Your objective: Filter the records for lines holding the string "false".

Stored data entries:
******************************
PR #2552, opened 2024-07-09
Fix space before some bib commas

sim642:
These somehow appeared when upgrading from v0.11.0 to v0.12.0.


george-gca (approved):

george-gca:
Thanks for the fix.

PR #2553, opened 2024-07-09
Allow URLs in bib award field

sim642:
If the `award` field in a bib entry is an URL, then link to it directly instead of opening an abstract-like text box.

### DIFF
--- a/_layouts/bib.liquid
+++ b/_layouts/bib.liquid
@@ -185,9 +185,15 @@
     <!-- Links/Buttons -->
     <div class="links">
       {% if entry.award %}
-        <a class="award btn btn-sm z-depth-0" role="button">
-          {%- if entry.award_name %}{{ entry.award_name }}{% else %}Awareded{% endif -%}
-        </a>
+        {% if entry.award contains '://' %}
+          <a href="{{ entry.award }}" class="award btn btn-sm z-depth-0" role="button">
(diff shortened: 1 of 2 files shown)


_layouts/bib.liquid
```diff
@@ -185,9 +185,15 @@
     <!-- Links/Buttons -->
     <div class="links">
       {% if entry.award %}
-        <a class="award btn btn-sm z-depth-0" role="button">
-          {%- if entry.award_name %}{{ entry.award_name }}{% else %}Awareded{% endif -%}
-        </a>
+        {% if entry.award contains '://' %}
```
george-gca, line 188: What if the text someone wrote contains a link inside? Maybe it is best to check if the link in not a url with some other checks, for instance, if it doesn't start with one of `http`, `https`, `ftp` and doesn't contain any spaces.

george-gca (changes requested):

CheariX:
Do we really want to handle this within the `award` field?
The example that @george-gca describes shows how much code complexity we must add to handle this.

Would it make sense to use a different field, like  `award_link`, for this use-case?

sim642:
I can do that, but I just followed what's already common in al-folio: the `contains '://'` for determining if something is an URL or not.

george-gca:
Doing what @CheariX suggested makes sense, since it is more straightforward to understand what the field does. Adding a link from `award` itself seems almost like an easter egg.

Issue #2554, opened 2024-07-09
search function is out of order in a distill style post


LiuYing-1:
### Have you checked that your issue isn't already filed?

- [X] I read through [FAQ](https://github.com/alshedivat/al-folio/blob/master/FAQ.md) and searched through the [past issues](https://github.com/alshedivat/al-folio/issues), none of which addressed my issue.
- [X] Yes, I have checked that this issue isn't already filed.

### Bug description

Search is not working in this page --> https://alshedivat.github.io/al-folio/blog/2021/distill/

### How to reproduce the bug

1. simply navigate to the https://alshedivat.github.io/al-folio/blog/2021/distill/
2. cannot use search there

Thanks in advance :) 

### Error messages and logs

```
The error message you got, with the full traceback if available. Please paste it between these triple backticks.
```

### What operating system are you using?

Mac

### Where are you seeing the problem on?

Deployed site

PR #2555, opened 2024-07-10
Fix search in Distill style post

scottleechua:
Fixes issue #2554: search function is out of order in a distill style post.


george-gca (approved):

george-gca:
Thanks for noticing this.

PR #2560, opened 2024-07-10
fix: search_enabled -> bib_search

CheariX:
In #2523, I did a copy&paste error with https://github.com/alshedivat/al-folio/commit/07d6e619cced7a2256bbe6de582ad68f93cd1553

I used the global `search_enabled` config key instead of the correct `bib_search` key.

This PR fixed it.

### DIFF
--- a/_includes/bib_search.liquid
+++ b/_includes/bib_search.liquid
@@ -1,0 +1,4 @@
+{% if site.bib_search %}
+  <script src="{{ '/assets/js/bibsearch.js' | relative_url | bust_file_cache }}" type="module"></script>
+  <input type="text" id="bibsearch" spellcheck="false" autocomplete="off" class="search bibsearch-form-input" placeholder="Type to filter">
+{% endif %}
--- a/_includes/scripts/misc.liquid
+++ b/_includes/scripts/misc.liquid
@@ -37,11 +37,6 @@
 <script defer src="{{ '/assets/js/common.js' | relative_url | bust_file_cache }}"></script>
 <script defer src="{{ '/assets/js/copy_code.js' | relative_url | bust_file_cache }}" type="text/javascript"></script>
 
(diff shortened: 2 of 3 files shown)


george-gca:
I think it would be better to move the include of the script from [_includes/scripts/misc.liquid](https://github.com/alshedivat/al-folio/blob/master/_includes/scripts/misc.liquid) to the [publications page](https://github.com/alshedivat/al-folio/blob/master/_pages/publications.md), since only that page uses `bibsearch.js` and currently it is being included in all pages as long as the config is set to use it.

CheariX:
Hm. Good point. In my personal setup, I use the bibsearch box on many pages. So it made sense to include it in `misc.liquid`. But most people maybe only have a single bib page.

george-gca:
Maybe you could change for the template, and keep it as is in your personal site since it makes sense.

CheariX:
Sure. I think, this makes sense for most people.

george-gca:
> An alternative would be create a file in. include/bibsearch.liquid and include it. This would allow other people to easily integrate it. What do you think?

I like this idea most, makes sense.

CheariX:
Done.

(I had some Git hiccups, but I think I could solve it with a force push. )

george-gca (approved):

george-gca:
Thanks for the changes. Just out of curiosity, how are you using this search in other parts of your site? I mean, what code changes should you made to reuse this somewhere?

CheariX:
I manage a lot of content on my site using BibTeX for bibliography management. For example, I list my teaching courses, supervised theses, and press articles. 

I found this to be the easiest method since I use Zotero to manage my papers, theses, and other resources anyway, and Zotero has a great auto-export to BibTeX feature (Better BibTeX extension).

PR #2561, opened 2024-07-10
Fixed title search and truncating if larger than 13 words

### LINKED ISSUE #2459: Search broken due to newline in news

### Bug description

See my details in #2450

### How to reproduce the bug

Add markdown link to an inline news article 

Edit: Initially, I thought this issue is caused to due markdown. But I was wrong, it occurs if the content has more than one line.

### Error messages and logs

_No response_

Running locally with Docker

### More info

I think my report in a closed PR was overlooked. Therefore I created this issue.

george-gca:
Fixes #2459

### DIFF
--- a/_includes/scripts/search.liquid
+++ b/_includes/scripts/search.liquid
@@ -27,11 +27,11 @@
     // add the home and posts menu items
     ninja.data = [
       {%- for page in site.pages -%}
-        {%- if page.permalink == '/' -%}{%- assign about_title = page.title -%}{%- endif -%}
+        {%- if page.permalink == '/' -%}{%- assign about_title = page.title | strip -%}{%- endif -%}
       {%- endfor -%}
       {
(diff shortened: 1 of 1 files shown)


CheariX:
I tested this PR.

If I add the following news:

```
---
layout: post
date: 2024-07-10 10:00:00-0400
inline: true
related_posts: false
---

This news contains a [Link](https://example.com)
and two lines
```

I get:

Bildschirmfoto 2024-07-10 um 22 46 03

Note how the lines are joined.

I think, we need to use `newline_to_br` and them replace it with a whitespace to address this. Maybe, there is a smarter solution.

george-gca:
Hummmm I will test this later.

george-gca:
Fixed in https://github.com/alshedivat/al-folio/commit/d904c52149859386ee2087f87696eed86c399bb5

Issue #2268, opened 2024-03-12
Add IETF social integration


liuchunchi:
### Have you checked that your feature request isn't already filed?

- [X] I read through [FAQ](https://github.com/alshedivat/al-folio/blob/master/FAQ.md) and searched through the [past issues](https://github.com/alshedivat/al-folio/issues), none of which addressed my feature request.
- [X] Yes, I have checked that this feature request isn't already filed.

### Description & Motivation

Add a IETF social integration item (icon, link) in the main page

### Pitch

IETF, short for [Internet Engineering Task Force](https://www.ietf.org/), is the most important Standards Development Organizations (SDO) for Internet and computer networks. 

Contributors at IETF also has a profile page, for example, [Vint Cerf](https://datatracker.ietf.org/person/Dr.%20Vinton%20G.%20Cerf), [Scott Bradner](https://datatracker.ietf.org/person/sob@sobco.com).

In the main page of al-folio there are icons linked to different external websites, configurable in `_config.yml` as 
```
# -----------------------------------------------------------------------------
# Social integration
# -----------------------------------------------------------------------------

github_username: # your GitHub user name
gitlab_username: # your GitLab user name
x_username: # your X handle
mastodon_username: # your mastodon instance+username in the format instance.tld/@username
linkedin_username: # your LinkedIn user name
telegram_username: # your Telegram user name
scholar_userid: # your Google Scholar ID
```
can we add a `ietf_handle`? The value is usually an email address. The link is usually `https://datatracker.ietf.org/person/<ietf_handle>`, for example [https://datatracker.ietf.org/person/liuchunchi@huawei.com](https://datatracker.ietf.org/person/liuchunchi@huawei.com)

george-gca:
Sure, can you send a PR for this? Just check how this is done for other social integrations.

CheariX:
When starting to implement this, I noticed that there seems to be no IETF icon available.
Currently, al-folio uses [Academicons](https://jpswalsh.github.io/academicons/) and [Fontaweseome](https://fontawesome.com/). I could not find it there, but maybe I missed something?

george-gca:
I believe it is not part of any of them. We also have recently added tabler icons support in #2261. Now I believe the best solution for this case would be to add the SVG code for it.

scottleechua:
[...]

PR #2562, opened 2024-07-11
Enable custom SVG as social icon

scottleechua:
Addresses Issue #2268: Add IETF social integration.

The social integration aspect is straightforward, but [as mentioned](https://github.com/alshedivat/al-folio/issues/2268#issuecomment-2053612898) in the original issue, adding this feature introduces the **use of SVGs as social icons**.

## Current approach
Seeking wider input on how we want to handle SVG social icons. 

In this PR, I made a new social entry `ietf_id` that would show up like this:

Screenshot 2024-07-11 at 10 31 29

I enforced an SVG height of `4rem` to match the styling on the font icons.

It's possible to style the SVG further to match the appearance with the font icons (e.g., enforce monochrome, remove wordmark), but personally I think it wouldn't look as nice.

## Possible Alternative Approach
A possible alternative is to take this as an opportunity to create a more general `svg` entry under social integrations in `_config.yml`, for users to bring their own SVGs. Something like:

```
svg:
  logo: _includes/svg/<LOGO>.svg
  link: https://website.com/profile
```

Then styling would be up to the user.


george-gca:
I don't think I like the idea. The point of using as a font is to make sure the styling of the icons are the same, considering colors, size, etc. If I change the font color in css I would expect to all icons change their color. Also I don't know if I would add this to our `_config.yml`, but currently I have no other suggestion.

I am considering starting a fork of academicons to give support for this kind of issue (since it is being over a year that they made any changes), but I am not sure how hard it is to do this.

scottleechua:
I agree that a font-based solution would absolutely be the best case, yes. I wonder if it's worth reaching out to the owner of Academicons to see what his plans are for the repo. I personally don't mind maintaining it, and would be willing to reach out. What do you think?

george-gca:
I doesn't hurt to try. There are many open requests for icons there, and the last update to the repo was over a year ago.

george-gca:
But I don't think we should close the issue just yet. Maybe we can think of a better way for someone to insert their svgs, maybe a guideline of how it should be, idk.

scottleechua:
I'm also on the fence about this. I think the most helpful guiderail this provides is enforcing the SVG height to be the same as the other social icons. Happy to leave this open so other users with a stake can share their thoughts. 😄

scottleechua:
I've reached out to the Academicons folks for a chat at the end of the month, and will update here on the outcome of that conversation. 👌

Issue #2443, opened 2024-05-26
Altmetric badges don't display for some pubs


etjernst:
### Have you checked that your issue isn't already filed?

- [X] I read through [FAQ](https://github.com/alshedivat/al-folio/blob/master/FAQ.md) and searched through the [past issues](https://github.com/alshedivat/al-folio/issues), none of which addressed my issue.
- [X] Yes, I have checked that this issue isn't already filed.

### Bug description

For some of my publications, the Altmetric badge doesn't display

### How to reproduce the bug

Despite having the correct doi and `altmetric = {true},` in the .bib file, and the publication having an entry on [Altmetric](https://www.altmetric.com/explorer) when I search for it there, the badge doesn't render on my publications file. 

Example pub for which the altmetric score doesn't render:  [10.1016/j.worlddev.2017.12.002](https://doi.org/10.1016/j.worlddev.2017.12.002)

### What operating system are you using?

Not applicable (e.g. you're using GitHub Pages or other hosting)

### Where are you seeing the problem on?

Deployed site

### More info

The site has deployed without errors, but the badge is still missing
![image](https://github.com/alshedivat/al-folio/assets/14223886/6f82feea-ab58-428f-a72a-d3fde670dd7e)

george-gca:
As you can see [from this code on](https://github.com/alshedivat/al-folio/blob/96c4e613854509c37f36ae0e63a616e6be342547/_layouts/bib.liquid#L239) is where we enable the altmetrics. We use the [altmetric code contained in their documentation](https://badge-docs.altmetric.com/getting-started.html), so there is not much we can do about it. The reasons this might not be working that I can think of are:
1. for some reason this altmetric information in your paper is not yet available
2. there is a limit on the number of badges you can display in your site? Idk

etjernst:
> for some reason this altmetric information in your paper is not yet available
I do know for sure that it has a badge when I look it up directly.

> there is a limit on the number of badges you can display in your site? Idk
Hm that would be weird. It's also not in "order" i.e. the first instance on my publications page is missing the badge and a later one has it.

PR #2565, opened 2024-07-11
Make publication badges always visible

scottleechua:
## The issue
Currently Altmetric and Dimension publication badge elements have non-obvious attributes that hide badges when some conditions are not met ,e.g.:
```
data-hide-no-mentions="true"
data-hide-less-than="15"
```
resulting in seemingly strange behavior where badges are enabled in `config.yml` but don't show up consistently, as reported in #2443 : Altmetric badges don't display for some pubs.

## This PR
- removes these hidden nondisplay conditions in favor of more predictable website behavior;
- adds documentation links to point users interested in customizing badge behavior to the right resources.

### DIFF
--- a/_config.yml
+++ b/_config.yml
@@ -338,7 +338,7 @@ scholar:
 
 # Display different badges withs stats for your publications
 enable_publication_badges:
-  altmetric: true # Altmetric badge (https://www.altmetric.com/products/altmetric-badges/)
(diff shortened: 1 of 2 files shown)


george-gca (approved):

george-gca:
Thanks for noticing this. I never realized those were there.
******************************
Result of this task:
+  <input type="text" id="bibsearch" spellcheck="false" autocomplete="off" class="search bibsearch-form-input" placeholder="Type to filter">
related_posts: false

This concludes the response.